Research

Proteome of monocyte priming by lipopolysaccharide, including changes in interleukin-1beta and leukocyte elastase inhibitor

Michael J Pabst¹ , Karen M Pabst¹ , David B Handsman¹ , Sarka Beranova-Giorgianni^2,3 and Francesco Giorgianni³

¹  Dental Research Center and Department of Periodontology, College of Dentistry, University of Tennessee Health Science Center, Memphis, TN 38163, USA

²  Department of Pharmaceutical Sciences, College of Pharmacy, University of Tennessee Health Science Center, Memphis, TN 38163, USA

³  Department of Neurology, and the Charles B. Stout Mass Spectrometry Laboratory, College of Medicine, University of Tennessee Health Science Center, Memphis, TN 38163, USA

author email corresponding author email

Proteome Science 2008, 6:13doi:10.1186/1477-5956-6-13

Published:	20 May 2008

Abstract

Background

Monocytes can be primed in vitro by lipopolysaccharide (LPS) for release of cytokines, for enhanced killing of cancer cells, and for enhanced release of microbicidal oxygen radicals like superoxide and peroxide.

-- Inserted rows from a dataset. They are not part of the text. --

PR #3311, opened 2018-06-29
[MRG+1] TST make it clear which requirements are Python 2-only

kmike:
I was always forgetting if requirements-py3.txt is applied on top of requirements.txt (false), or if they are totally separate requirements files (true). To avoid confusion, requirements.txt is renamed to requirements-py2.txt in this PR.

* rename requirements.txt to requirements-py2.txt, to make it clear they are Python 2-only
* make requirements-py3.txt consistent with requirements-py2.txt


grammy-jiang:
BTW, since Python 2.7 will not be supported after 2020 officially, is there any schedule for Scrapy to give up Python 2.7 support?

kmike:
@grammy-jiang no schedule yet. I don't think we'll be too aggressive.

grammy-jiang:
@kmike 

Ok, now I have to import a third party package in order to compatible with Python 2.7. Is there any specific guideline about importing the new package in this project? I have read the page of contribution, and find nothing related.

kmike:
Hey @grammy-jiang! functools32 is now a [parsel](https://github.com/scrapy/parsel) dependency (since yesterday), and parsel is a Scrapy dependency, so you can count on it being available. But it is better to add this dependency explicitly to Scrapy as well if you're using it there, so that Scrapy doesn't rely on transitive dependencies; check how it is done in parsel's [setup.py](https://github.com/scrapy/parsel/blob/master/setup.py).

grammy-jiang:
Hi, @kmike 

Thanks for your reply.

I see, in parsel, six.PY2 is used to choose where the method lru_cache is imported from. That's impressive.

But why not use try and except to do this, just like what we did [here](https://github.com/scrapy/scrapy/blob/master/scrapy/downloadermiddlewares/httpproxy.py#L4-L7)?

kmike:
> But why not use try and except to do this, just like what we did here?

I don't think it matters much, either way is fine.

grammy-jiang:
That's great, thanks!

Issue #3195, opened 2018-03-31
Downloader middleware httpproxy enhancement


grammy-jiang:
Hi,

The downloader middleware httpproxy is a simple and clear middleware of scrapy. Until now it works well - all functions provided by it is following the relative RFC:

- [RFC 7235 - Hypertext Transfer Protocol (HTTP/1.1): Authentication](https://tools.ietf.org/html/rfc7235#section-4.4)
- [RFC 7617 - The 'Basic' HTTP Authentication Scheme](https://tools.ietf.org/html/rfc7617)

And also:

- [Proxy-Authorization - HTTP | MDN](https://developer.mozilla.org/en-US/docs/Web/HTTP/Headers/Proxy-Authorization)

But there are still some places can be enhanced:

- [ ] The proxy bypass now is called each time when a request comes into downloader; this could be ignored by lru_cache (decorator or traditional way), now working on PR #3316
- [ ] The data (proxies) and the usage of proxies are coupled in the one middleware; it should be like another middleware - httpcache - decouple the usage and data (backend), and it even has another object to control the caching strategy (HTTPCACHE_POLICY, e.g. DummyPolicy)
- [ ] The data (proxies, backend or storage) could be many, just following the same protocol (interface)

With these features, this middleware can provide more powerful ways to use proxies:

- use more proxies from different backends/storages
- manage the proxies, e.g. put invalidated proxies into the blacklist and ignore it for a certain period or forever

I have done all of above in my repo: [grammy-jiang/scrapy-proxy-management: A proxy management middleware and extension for scrapy](https://github.com/grammy-jiang/scrapy-proxy-management), so you can easily understand what I would like to contribute by reading my repo.

I will split the code into pieces to pull back to scrapy for easy review.

Any suggestions or discussions are welcome!

AdrianAtZyte:
I am not sure such complexity should be added to core. We could make changes if needed to make it easier for a proxy rotation extension to be implemented, but as far as I know there are many such extensions and they work fairly well.

Issue #2568, opened 2017-02-15
finish relocations


kmike:
What do you think about removing shims for moved/renamed modules from https://github.com/scrapy/scrapy/issues/1063? Scrapy 1.0 release was 20 months ago, and upgrade path for users is clear.

Parth-Vader:
If the modules have been renamed, I think it should be removed for the newer versions of Scrapy.

kmike:
My main motivation is that I'm getting imports wrong every time - IDE autocomplete shows both deprecated and new paths (e.g. scrapy.dupefilter and scrapy.dupefilters), and it is hard to remember which one to use. I'm checking their source code every time to avoid deprecation warning :)

Parth-Vader:
@kmike I'm new to this, but in my opinion , a user would get confused if autocomplete shows both options. Then he'd have to look up in the docs.
Hence, my main purpose is that the user should have a smooth experience.

kmike:
@Parth-Vader the downside or removing deprecations is that obviously it could break a lot of existing code.

Parth-Vader:
@kmike Yeah, that's true. It's always hard to remove things once the project becomes so complex. :stuck_out_tongue:

djunzu:
Wouldn't be the best course of action establish a deprecation policy, announce it on the next release, and start to execute it in the following release. So, if the policy says "deprecated methods will be dropped after three minor releases", then everyone knows when it will be removed.

kmike:
@djunzu it makes sense, though we tend to keep deprecations for a long time if they don't hurt. From the developer point of view some of the deprecations affect productivity, and some don't. 

I think currently we're following this approach: it is OK to deprecate something in major release X and remove it in major release X+1 (given that they separated by at least half year or a year), but if deprecated path doesn't hurt it can be kept for much longer. "Deprecated methods will be dropped after three minor releases" can be more aggressive than the current policy, though more predicatable. I agree that it is good to have policy written down explicitly.

kmike:
@dangra @eliasdorneles @lopuhin what's your opinion on doing this in 1.6 release? Old locations were deprecated more than 3 years ago (Scrapy 1.0.0 is released 2015-06-19).

dangra:
3 years is a lot already, +1 from me to cleanup.

PR #3316, opened 2018-07-04
Make the structure of the HttpProxyMiddleware clearly and add lru_cache to proxy_bypass

grammy-jiang:
This PR is mainly to:

* clear the structure of the class of HttpProxyMiddleware
* add lru_cache to **proxy_bypass**

based on the issue #3195, to prepare for the next step development.

The things changed in this PR include:

* Add the third party package functools32 in order to be compatible with Python 2.7
* Move the methods **_basic_auth_header**, **_get_proxy** out of the class HttpProxyMiddleware, to make the structure of this class clearly (keep fake methods inside the class to maintain backward compatibility and pop the deprecated warning, noted by @kmike)
* Use lru_cache to cache the result of the method of **proxy_bypass**
* Because of the import of lru_cache, the testcase of this middleware need to add a procedure to clear the cache before each assert

Please refer to issue #3195 for more details.


scrapy/downloadermiddlewares/httpproxy.py
```diff
@@ -11,13 +15,35 @@
 from scrapy.utils.python import to_bytes
 
 
+def basic_auth_header(username, password, auth_encoding):
```
kmike: +1 to extract it, though I think it is better to refactor code to use w3lib's [basic_auth_header](https://github.com/scrapy/w3lib/blob/c1a030582ec30423c40215fcd159bc951c851ed7/w3lib/http.py#L81) function instead.

scrapy/downloadermiddlewares/httpproxy.py
```diff
@@ -26,30 +52,13 @@ def from_crawler(cls, crawler):
...
-        proxy_type, user, password, hostport = _parse_proxy(url)
-        proxy_url = urlunparse((proxy_type or orig_type, hostport, '', '', '', ''))
-
-        if user:
-            creds = self._basic_auth_header(user, password)
-        else:
-            creds = None
-
-        return creds, proxy_url
-
```
kmike: Removing these methods is backwards-incompatible, because HttpProxyMiddleware subclasses which override or call these methods will stop working properly. I know they are private and undocumented, but they are called (though not overridden) in real-world HttpProxyMiddleware subclasses - I've found examples in a large codebase. What do you think about keeping them, but maybe just calling functions from there, and maybe after issuing a deprecation warning?

scrapy/downloadermiddlewares/httpproxy.py
grammy-jiang: Sure, that's ok.

grammy-jiang: Hi, @kmike 

Now I use the one provided in w3lib, the code becomes less and better. 

But [the test case **test_proxy_auth_encoding**](https://github.com/scrapy/scrapy/blob/1.5/tests/test_downloadermiddleware_httpproxy.py#L110-L113) failed. The failure log:

```
Failure
  File "/home/grammy-jiang/.virtualenvs/webcrawler/lib64/python3.6/site-packages/twisted/internet/defer.py", line 310, in addCallbacks
    self._runCallbacks()
  File "/home/grammy-jiang/.virtualenvs/webcrawler/lib64/python3.6/site-packages/twisted/internet/defer.py", line 653, in _runCallbacks
  File "/home/grammy-jiang/.virtualenvs/webcrawler/lib64/python3.6/site-packages/twisted/trial/_asynctest.py", line 141, in deferTestMethod
    d = self._run(self._testMethodName, result)
  File "/home/grammy-jiang/.virtualenvs/webcrawler/lib64/python3.6/site-packages/twisted/trial/_asynctest.py", line 112, in _run
    utils.runWithWarningsSuppressed, self._getSuppress(), method)
--- <exception caught here> ---
  File "/home/grammy-jiang/.virtualenvs/webcrawler/lib64/python3.6/site-packages/twisted/internet/defer.py", line 150, in maybeDeferred
    result = f(*args, **kw)
  File "/home/grammy-jiang/.virtualenvs/webcrawler/lib64/python3.6/site-packages/twisted/internet/utils.py", line 201, in runWithWarningsSuppressed
    reraise(exc_info[1], exc_info[2])
  File "/home/grammy-jiang/.virtualenvs/webcrawler/lib64/python3.6/site-packages/twisted/python/compat.py", line 463, in reraise
    raise exception.with_traceback(traceback)
  File "/home/grammy-jiang/.virtualenvs/webcrawler/lib64/python3.6/site-packages/twisted/internet/utils.py", line 197, in runWithWarningsSuppressed
    result = f(*a, **kw)
  File "/home/grammy-jiang/PycharmProjects/scrapy/tests/test_downloadermiddleware_httpproxy.py", line 124, in test_proxy_auth_encoding
    self.assertEqual(req.headers.get('Proxy-Authorization'), b'Basic /HNlcjpwYXNz')
  File "/home/grammy-jiang/.virtualenvs/webcrawler/lib64/python3.6/site-packages/twisted/trial/_synctest.py", line 432, in assertEqual
    super(_Assertions, self).assertEqual(first, second, msg)
  File "/usr/lib64/python3.6/unittest/case.py", line 846, in assertEqual
    assertion_func(first, second, msg=msg)
  File "/usr/lib64/python3.6/unittest/case.py", line 839, in _baseAssertEqual
    raise self.failureException(msg)
builtins.AssertionError: b'Basic _HNlcjpwYXNz' != b'Basic /HNlcjpwYXNz'
```
The log shows the base64 encoding different at the first character. Then I checked the source code, and found base64 encode method is different:

* the original method is used [base64.b64encode](https://github.com/scrapy/scrapy/blob/1.5/scrapy/downloadermiddlewares/httpproxy.py#L34), which is purely encoding without any escape special character
* the one in w3lib is used [base64.urlsafe_b64encode](https://github.com/scrapy/w3lib/blob/v1.19.0/w3lib/http.py#L99), which [docstring](https://github.com/python/cpython/blob/3.6/Lib/base64.py#L114-L116) said:
**The result is returned as a bytes object.  The alphabet uses '-' instead of '+' and '_' instead of '/'.**

That character escape makes the test case failed. And also I go through [the test suit of w3lib.http](https://github.com/scrapy/w3lib/blob/master/tests/test_http.py) - there are some cases for encoding, but it seems that all of them bypass this failure case perfectly.

Is this a issue about the **w3lib.http.basic_auth_header**?

scrapy/downloadermiddlewares/httpproxy.py
grammy-jiang: Reasonable, I have kept these two methods now, with a deprecated warning.

The message said the method will be removed in the future release, but which version will be the future release? Is there a schedule for deprecation in scrapy?

kmike: We don't have scheduled removal of deprecated features; we keep them for +1 release for sure, and then we can keep them for much longer, depending on whether they cause maintenance issues. There was a bit of discussion about deprecation policy here: https://github.com/scrapy/scrapy/issues/2568.

scrapy/downloadermiddlewares/httpproxy.py
kmike: @grammy-jiang I'm not sure, I guess it needs some detective-style work with git (and github) to figure out why a different encoding is used for Authorization and Proxy-Authorization headers, maybe one of them is incorrect.

grammy-jiang: Hi, @kmike 

I have gone through the following documents to make the proxy authentication clear:

* [HTTP authentication - HTTP | MDN](https://developer.mozilla.org/en-US/docs/Web/HTTP/Authentication)
This page introduces nearly all information about authentication in HTTP protocol, and it states that the headers **Authorization** and **Proxy-Authorization** have several schemes (encode or encrypt ways), the **basic** scheme is one of them ([here](http://www.iana.org/assignments/http-authschemes/http-authschemes.xhtml) has a list of authentication schemes, maybe in the future all of them will get support by scrapy). Then I keep gathering more information about the **basic** scheme.

  * [HTTP authentication - HTTP | MDN](https://developer.mozilla.org/en-US/docs/Web/HTTP/Authentication#Basic_authentication_scheme)
Yes, there is a section in the same page to talk about **basic** scheme, and there is one sentence:
    > The "Basic" HTTP authentication scheme is defined in RFC 7617, which transmits credentials as user ID/password pairs, encoded using base64.

  * [RFC 7617 - The 'Basic' HTTP Authentication Scheme](https://tools.ietf.org/html/rfc7617)
This RFC should be the guideline for the **basic** scheme, and actually, it has only one sentence:
    > This document defines the "Basic" Hypertext Transfer Protocol (HTTP) authentication scheme, which transmits credentials as user-id/password pairs, encoded using Base64.

  None of them mention the base64 encode should be escaped for url safe. I think it is because the credentials only exist in headers, not in url.

And also I try to find some third parties' tools to test again:

* [Basic Authentication Header Generator](https://www.blitter.se/utils/basic-authentication-header-generator/)

The result from this online tool proves that the **basic** scheme only use base64 encoding, without special character escaping.

Conclusion: the function basic_auth_header in w3lib should use **base64.b64encode**, not **base64.urlsafe_b64encode**.

grammy-jiang: Hi, @kmike 

I change this basic_auth_header back to the original one. I will use the one in **w3lib.http** when it can pass the original test case in Scrapy.

PR #3326, opened 2018-07-09
Python 3.7 support

### LINKED ISSUE #3143: Python 3.7 support
The goal is to add python 3.7 to travis and pass all tests, the first beta was already released at the end of January.

lopuhin:
Continue @patiences work on python 3.7 compatibility from #3150, fixes #3143. Thanks a lot @patiences!

It's likely that we'll release scrapy 1.6 before new twisted version with https://github.com/twisted/twisted/pull/966 is released (sorry for making the PR stall), so in this PR I work around this issue, so that scrapy at least works, although without telnet console support yet.

Also pytest is updated, so that ``tox -e py37`` can collect the tests (2.9 was released more than 2 years ago).

~~WIP as I want to check how tests work on travis early (there are still a few failures due to PEP 479 left which didn't show up in #3150).~~

### DIFF
--- a/scrapy/extensions/telnet.py
+++ b/scrapy/extensions/telnet.py
@@ -6,6 +6,7 @@ See documentation in docs/topics/telnetconsole.rst
 
 import pprint
 import logging
+import traceback
 
 from twisted.internet import protocol
 try:
@@ -13,6 +14,7 @@ try:
     from twisted.conch.insults import insults
     TWISTED_CONCH_AVAILABLE = True
 except (ImportError, SyntaxError):
+    _TWISTED_CONCH_TRACEBACK = traceback.format_exc()
     TWISTED_CONCH_AVAILABLE = False
 
 from scrapy.exceptions import NotConfigured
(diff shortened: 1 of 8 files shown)


lopuhin:
Travis build is green now, this is ready for review.

scrapy/extensions/telnet.py
```diff
@@ -40,7 +40,8 @@ def __init__(self, crawler):
         if not crawler.settings.getbool('TELNETCONSOLE_ENABLED'):
             raise NotConfigured
         if not TWISTED_CONCH_AVAILABLE:
-            raise NotConfigured
+            raise NotConfigured('TelnetConsole not enabled: failed to import '
+                                'required twisted modules.')
```
kmike: I wonder if we should log the traceback here, and maybe explain that to remove an error TELNETCONSOLE_ENABLED can be set to False explicitly, if telnet is not needed.

lopuhin: Thanks for suggestion @kmike , I think it gives more visibility to the issue but does not harm anyone. This is how it looks for me after 9428a4a3:
```
2018-07-09 21:06:20 [scrapy.middleware] WARNING: Disabled TelnetConsole: TELNETCONSOLE_ENABLED setting is True but required twisted modules failed to import:
  File "/Users/kostia/shub/scrapy/scrapy/extensions/telnet.py", line 13, in <module>
    from twisted.conch import manhole, telnet
  File "/Users/kostia/shub/scrapy/py37/lib/python3.7/site-packages/twisted/conch/manhole.py", line 154
    def write(self, data, async=False):
                              ^
SyntaxError: invalid syntax
```

lopuhin:
Btw, I did a quick check of speed via ``scrapy bench`` and Python 3.7 is a bit faster than Python 3.6

kmike:
Thanks @lopuhin and @patiences!

PR #3327, opened 2018-07-09
[MRG+1] Remove deprecated CrawlerSettings class and Settings attributes

nyov:
On the heels of removing those relocation shims, I believe the time has come for `CrawlerSettings`, `Settings.overrides` and `Settings.defaults` as well.
(`...is deprecated and won't be supported in Scrapy 0.26` ... yah, right. Lies!)

As a note to anyone napping the last four years; use `Settings.set(name, value, priority='cmdline')` (overrides) and `Settings.set(name, value, priority='default')` (defaults) instead.

### DIFF
--- a/docs/news.rst
+++ b/docs/news.rst
@@ -3,6 +3,15 @@
 Release notes
 =============
 
+Scrapy 1.6.0 (unreleased)
+-------------------------
+
+Cleanups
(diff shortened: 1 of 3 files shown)


kmike:
Looks good to me, thanks for the cleanup @nyov!

PR #3335, opened 2018-07-13
update default RETRY_HTTP_CODES on docs

stummjr:
The docs on `RETRY_HTTP_CODES` are outdated in regards to the list of HTTP status codes that are retried by default by the `RetryMiddleware`.

Here's the updated list: https://github.com/scrapy/scrapy/blob/master/scrapy/settings/default_settings.py#L239


kmike:
A great catch! FTR: we forgot to update them here: https://github.com/scrapy/scrapy/pull/2852.

PR #3342, opened 2018-07-19
[MRG+1] Include flags when copying requests

elacuesta:
I noticed flags were missing after a request was retried by the retry downloader middleware, traced the issue and realized that they were not being copied.
Small test case included.


kmike:
A good catch, thanks @elacuesta!

PR #3346, opened 2018-07-19
Create class to allow send emails through Amazon SES

### LINKED ISSUE #3345: Allow Scrapy to send e-mails using Amazon SES
I need to create an e-mail report and send it using Amazon SES. Scrapy only has `scrapy.email.MailSender` class that only allows to send e-mails using a SMTP server.

Considering that Scrapy already has integration for some Amazon services (like S3 storage), I would like to suggest the creation of `scrapy.email.SESMailSender` with the same interface of `MailSender` (with the expected differences, like providing AWS keys instead of SMTP host).

rennerocha:
This pull-request is related to #3345 . It still needs some code, tests and docs, but I would like to send it to review, so more people can review it.

Fixes #3345


scrapy/mail.py
```diff
@@ -5,6 +5,8 @@
 """
 import logging
 
+import boto
```
kmike: this import should be near twisted import; pep8 [suggests](https://www.python.org/dev/peps/pep-0008/?#imports) the following groups in import blocks:

1) Standard library imports (we consider `six` as stdlib imports in Scrapy).
2) Related third party imports.
3) Local application/library specific imports.

scrapy/mail.py
```diff
@@ -36,28 +38,18 @@ def _to_bytes_or_none(text):
...
-            settings.getbool('MAIL_TLS'), settings.getbool('MAIL_SSL'))
+        raise NotImplementedError
 
     def send(self, to, subject, body, cc=None, attachs=(), mimetype='text/plain', charset=None, _callback=None):
+        raise NotImplementedError
+
+    def _get_message(self, to, subject, body, cc=None, attachs=(), mimetype='text/plain', charset=None):
         if attachs:
-            msg = MIMEMultipart()
+            msg = MIMEMultipart('alternative')
```
kmike: Why is this needed? Is it related to SESMailSender?

scrapy/mail.py
```diff
@@ -68,10 +60,6 @@ def send(self, to, subject, body, cc=None, attachs=(), mimetype='text/plain', ch
         msg['To'] = COMMASPACE.join(to)
         msg['Date'] = formatdate(localtime=True)
         msg['Subject'] = subject
-        rcpts = to[:]
-        if cc:
-            rcpts.extend(cc)
-            msg['Cc'] = COMMASPACE.join(cc)
```
kmike: after moving it out of here `cc` argument seems to be unused

scrapy/mail.py
```diff
@@ -82,12 +70,37 @@ def send(self, to, subject, body, cc=None, attachs=(), mimetype='text/plain', ch
...
+        self.smtptls = smtptls
+        self.smtpssl = smtpssl
+        self.mailfrom = mailfrom
+        self.debug = debug
+
+    @classmethod
+    def from_settings(cls, settings):
+        return cls(settings['MAIL_HOST'], settings['MAIL_FROM'], settings['MAIL_USER'],
+            settings['MAIL_PASS'], settings.getint('MAIL_PORT'),
+            settings.getbool('MAIL_TLS'), settings.getbool('MAIL_SSL'))
```
kmike: I know it was like this before, but with such long lists of arguments it usually makes more sense to use kwargs - much less chance to pass a value to a wrong argument.

scrapy/mail.py
```diff
@@ -98,6 +111,10 @@ def send(self, to, subject, body, cc=None, attachs=(), mimetype='text/plain', ch
                           'mailattachs': len(attachs)})
             return
 
+        rcpts = to[:]
+        if cc:
+            rcpts.extend(cc)
```
kmike: cc is no longer passed through `list(arg_to_iter(cc))`, and `msg['Cc']` is no longer updated, this looks backwards incompatible

scrapy/mail.py
```diff
@@ -135,3 +152,37 @@ def _sendmail(self, to_addrs, msg):
...
+        self.aws_secret_key = aws_secret_key
+        self.mailfrom = mailfrom
+        self.debug = debug
+
+    @classmethod
+    def from_settings(cls, settings):
+        return cls(
+            settings['MAIL_SES_AWS_ACCESS_KEY'],
+            settings['MAIL_SES_AWS_SECRET_KEY'],
+            settings['MAIL_FROM']
```
kmike: I'd prefer to use kwargs here as well, for robustness

scrapy/mail.py
```diff
@@ -135,3 +152,37 @@ def _sendmail(self, to_addrs, msg):
...
+        )
+
+    def send(self, to, subject, body, cc=None, attachs=(), mimetype='text/plain', charset=None, _callback=None):
+        msg = self._get_message(to, subject, body, cc, attachs, mimetype, charset)
+
+        if _callback:
+            _callback(to=to, subject=subject, body=body, cc=cc, attach=attachs, msg=msg)
+
+        if self.debug:
+            logger.debug('Debug mail sent OK: To=%(mailto)s Cc=%(mailcc)s '
```
kmike: Cc is unused, right?

kmike:
What do you think about adding an option for default MailSender? Currently StatsMailer and MemoryUsage have MailSender class hardcoded.

scrapy/mail.py
rennerocha: `boto` is only used with `SESMailSender`, so the user is not obligated to have it installed. I am moving this import inside the `send` method of the mentioned class (this is done the same way in `S3FeedStorage` for example).

kmike: Right, a good catch.

scrapy/mail.py
rennerocha: Fixed. I noticed that we don't have a `bcc` field as well. Maybe it would be interesting to include this new argument, what do you think?

scrapy/mail.py
```diff
@@ -66,13 +56,13 @@ def send(self, to, subject, body, cc=None, attachs=(), mimetype='text/plain', ch
 
         msg['From'] = self.mailfrom
         msg['To'] = COMMASPACE.join(to)
-        msg['Date'] = formatdate(localtime=True)
-        msg['Subject'] = subject
-        rcpts = to[:]
+
         if cc:
-            rcpts.extend(cc)
             msg['Cc'] = COMMASPACE.join(cc)
```
rennerocha: `cc` is back!

scrapy/mail.py
rennerocha: Not needed. Only if we want to have an alternative text version of the e-mail content together with the HTML version. I don't think it is needed here.

scrapy/mail.py
rennerocha: `cc` is being used again in `create_email_message` function.

scrapy/mail.py
rennerocha: Not sure if I understood the way you are thinking to use kwargs in this situation. Are you talking in something like this?

```
    def __init__(self, debug=False, **kwargs):
        self.aws_access_key = kwargs.get('MAIL_SES_AWS_ACCESS_KEY')
        self.aws_secret_key = kwargs.get('MAIL_SES_AWS_SECRET_KEY')
        self.mailfrom = kwargs.get('MAIL_FROM', 'scrapy@localhost')
        self.debug = debug

    @classmethod
        return cls(**settings)
```

kmike: I meant 

```py
return cls(
    aws_access_key=settings['MAIL_SES_AWS_ACCESS_KEY'],
    aws_secret_key=settings['MAIL_SES_AWS_SECRET_KEY'],
    mailfrom=settings['MAIL_FROM']
)
```

rennerocha:
@dangra , yes, this is the idea. If no other issues are pointed out in the current implementation, I will improve testing coverage and write the docs.

wRAR:
Closing together with #6612

PR #3347, opened 2018-07-20
Doc: update copyright notice

korigod:
The years have been updated. The hyphen was replaced with an en dash.


kmike:
Thanks @korigod!

PR #3348, opened 2018-07-20
[MRG+1] Add from_crawler constructor for feed exporters and storages

elacuesta:
Picking up #1605 to add some changes requested by @kmike


tests/test_feedexport.py
```diff
@@ -130,13 +133,49 @@ def test_invalid_folder(self):
...
     @defer.inlineCallbacks
     def test_store(self):
         assert_aws_environ()
         uri = os.environ.get('S3_TEST_FILE_URI')
         if not uri:
             raise unittest.SkipTest("No S3 URI available for testing")
-        storage = S3FeedStorage(uri)
+        access_key = os.environ.get('AWS_ACCESS_KEY_ID')
+        secret_key = os.environ.get('AWS_SECRET_ACCESS_KEY')
+        storage = S3FeedStorage(uri, access_key, secret_key)
```
elacuesta: @kmike I believe this test is skipped, that's why passing `access_key=Settings()` didn't break. Is `S3_TEST_FILE_URI` available here?

scrapy/extensions/feedexport.py
```diff
@@ -93,12 +93,29 @@ def store(self, file):
...
+                import warnings
+                from scrapy.exceptions import ScrapyDeprecationWarning
+                warnings.warn(
+                    "Initialising `scrapy.extensions.feedexport.S3FeedStorage` "
+                    "without AWS keys is deprecated. Please supply credentials or "
+                    "use the `from_crawler()` constructor.",
+                    category=ScrapyDeprecationWarning,
+                    stacklevel=2
+                )
+                access_key = settings['AWS_ACCESS_KEY_ID']
```
elacuesta: Just checking: given that the operator here is an `or`, a `KeyError` might raise if one of the keys is missing, I guess that's expected? User code will break with a clear message I think.

kmike: Settings object returns None if a key is missing (see https://github.com/scrapy/scrapy/blob/258121db044c212493560dc5529b4355b148dae8/scrapy/settings/__init__.py#L93)

tests/test_feedexport.py
kmike: It is supposed to be set in the environment which runs tox - see https://github.com/scrapy/scrapy/blob/258121db044c212493560dc5529b4355b148dae8/tox.ini#L20. 

AFAIK we're not running s3 tests on travis if they require real s3 objects, i.e. this env variable is not set on Travis.

kmike:
Looks good to me, thanks for picking it up @elacuesta, and thanks @jdemaeyer for the initial PR!

scrapy/extensions/feedexport.py
elacuesta: In that case, I _think_ this might still break in the `boto` side if one of `access_key`/`secret_key` is not set either in the settings or in `uri`, the error message there will probably be clear enough.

We investigated the proteins involved in regulating priming, using 2D gel proteomics.

Results

Monocytes from 4 normal donors were cultured for 16 h in chemically defined medium in Teflon bags ± LPS and ± 4-(2-aminoethyl)-benzenesulfonyl fluoride (AEBSF), a serine protease inhibitor. LPS-primed monocytes released inflammatory cytokines, and produced increased amounts of superoxide. AEBSF blocked priming for enhanced superoxide, but did not affect cytokine release, showing that AEBSF was not toxic. After staining large-format 2D gels with Sypro ruby, we compared the monocyte proteome under the four conditions for each donor. We found 30 protein spots that differed significantly in response to LPS or AEBSF, and these proteins were identified by ion trap mass spectrometry.

Conclusion

We identified 19 separate proteins that changed in response to LPS or AEBSF, including ATP synthase, coagulation factor XIII, ferritin, coronin, HN ribonuclear proteins, integrin alpha IIb, pyruvate kinase, ras suppressor protein, superoxide dismutase, transketolase, tropomyosin, vimentin, and others. Interestingly, in response to LPS, precursor proteins for interleukin-1β appeared; and in response to AEBSF, there was an increase in elastase inhibitor. The increase in elastase inhibitor provides support for our hypothesis that priming requires an endogenous serine protease.